What is expected:
When you answer, restate the entries below without altering anything.

Provided material section start

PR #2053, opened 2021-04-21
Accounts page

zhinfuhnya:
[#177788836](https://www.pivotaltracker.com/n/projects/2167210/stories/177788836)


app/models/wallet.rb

Provided material section end

Response area:
PR #2053, opened 2021-04-21
Accounts page

zhinfuhnya:
[#177788836](https://www.pivotaltracker.com/n/projects/2167210/stories/177788836)


app/models/wallet.rb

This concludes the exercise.